In the entries below, find the line with "added some needed paths to lint ignore" and print exactly every line from there up to and including the line with "markgoddard: Why do", with no other lines.

## INPUT MATERIAL:
■ ■ ■ ■ ■ ■ ■
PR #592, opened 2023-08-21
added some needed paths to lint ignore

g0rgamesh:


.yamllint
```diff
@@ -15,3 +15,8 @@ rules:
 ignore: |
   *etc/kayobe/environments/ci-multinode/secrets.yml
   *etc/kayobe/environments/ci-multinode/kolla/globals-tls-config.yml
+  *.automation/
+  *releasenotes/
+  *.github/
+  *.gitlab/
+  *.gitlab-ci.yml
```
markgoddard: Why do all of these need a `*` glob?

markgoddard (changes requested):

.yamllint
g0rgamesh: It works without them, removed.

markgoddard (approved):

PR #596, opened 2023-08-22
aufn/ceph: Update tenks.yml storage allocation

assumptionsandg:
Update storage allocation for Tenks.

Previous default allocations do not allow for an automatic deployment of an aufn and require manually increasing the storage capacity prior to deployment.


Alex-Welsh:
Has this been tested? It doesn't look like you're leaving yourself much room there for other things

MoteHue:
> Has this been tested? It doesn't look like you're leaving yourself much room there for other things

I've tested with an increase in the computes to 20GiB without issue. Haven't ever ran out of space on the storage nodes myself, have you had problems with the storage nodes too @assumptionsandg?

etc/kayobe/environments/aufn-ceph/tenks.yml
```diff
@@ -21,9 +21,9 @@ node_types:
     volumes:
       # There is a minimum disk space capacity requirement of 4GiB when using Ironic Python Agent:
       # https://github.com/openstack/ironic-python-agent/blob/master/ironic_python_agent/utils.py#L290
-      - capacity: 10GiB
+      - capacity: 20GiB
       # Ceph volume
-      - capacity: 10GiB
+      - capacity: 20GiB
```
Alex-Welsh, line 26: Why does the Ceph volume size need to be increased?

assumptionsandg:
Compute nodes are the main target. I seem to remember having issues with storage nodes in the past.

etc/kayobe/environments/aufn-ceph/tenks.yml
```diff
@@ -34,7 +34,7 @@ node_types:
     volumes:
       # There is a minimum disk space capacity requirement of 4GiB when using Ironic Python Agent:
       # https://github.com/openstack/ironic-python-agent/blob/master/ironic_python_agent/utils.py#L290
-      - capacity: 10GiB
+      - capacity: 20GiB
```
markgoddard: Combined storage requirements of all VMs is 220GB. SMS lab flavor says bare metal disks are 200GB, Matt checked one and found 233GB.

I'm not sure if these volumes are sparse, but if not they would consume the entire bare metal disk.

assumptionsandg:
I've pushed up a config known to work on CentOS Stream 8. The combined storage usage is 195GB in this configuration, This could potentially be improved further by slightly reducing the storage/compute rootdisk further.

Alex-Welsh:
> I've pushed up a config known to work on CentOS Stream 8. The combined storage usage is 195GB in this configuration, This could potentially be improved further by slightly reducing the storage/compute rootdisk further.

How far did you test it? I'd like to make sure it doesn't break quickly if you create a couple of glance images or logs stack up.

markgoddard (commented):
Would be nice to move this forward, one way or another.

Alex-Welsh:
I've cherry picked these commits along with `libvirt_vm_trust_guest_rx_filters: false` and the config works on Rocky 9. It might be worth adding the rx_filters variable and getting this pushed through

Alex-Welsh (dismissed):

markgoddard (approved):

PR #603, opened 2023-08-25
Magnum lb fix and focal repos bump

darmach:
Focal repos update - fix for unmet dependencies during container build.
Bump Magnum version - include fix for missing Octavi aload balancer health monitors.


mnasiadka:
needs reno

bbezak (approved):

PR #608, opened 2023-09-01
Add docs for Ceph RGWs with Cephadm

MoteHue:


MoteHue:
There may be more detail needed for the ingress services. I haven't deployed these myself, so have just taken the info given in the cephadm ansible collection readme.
■ ■ ■ ■ ■ ■ ■
## FINISHED EXERCISE:
added some needed paths to lint ignore

g0rgamesh:


.yamllint
```diff
@@ -15,3 +15,8 @@ rules:
 ignore: |
   *etc/kayobe/environments/ci-multinode/secrets.yml
   *etc/kayobe/environments/ci-multinode/kolla/globals-tls-config.yml
+  *.automation/
+  *releasenotes/
+  *.github/
+  *.gitlab/
+  *.gitlab-ci.yml
```
markgoddard: Why do all of these need a `*` glob?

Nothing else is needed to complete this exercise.